▶ [ACTIVITY]
Pick out each line of the records in which the word "dead" appears.

▶ [STORED DATA]
*****

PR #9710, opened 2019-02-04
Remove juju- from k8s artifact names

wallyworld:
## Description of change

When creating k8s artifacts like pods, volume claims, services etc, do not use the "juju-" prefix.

*****

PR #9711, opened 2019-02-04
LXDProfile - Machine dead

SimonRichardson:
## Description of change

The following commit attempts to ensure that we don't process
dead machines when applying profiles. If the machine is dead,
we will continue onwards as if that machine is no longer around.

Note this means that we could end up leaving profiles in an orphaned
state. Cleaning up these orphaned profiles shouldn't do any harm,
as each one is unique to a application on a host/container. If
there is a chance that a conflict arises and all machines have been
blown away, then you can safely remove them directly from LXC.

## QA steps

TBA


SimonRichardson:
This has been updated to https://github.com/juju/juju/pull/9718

*****

▶ [WORKED SOLUTION]
LXDProfile - Machine dead
dead machines when applying profiles. If the machine is dead,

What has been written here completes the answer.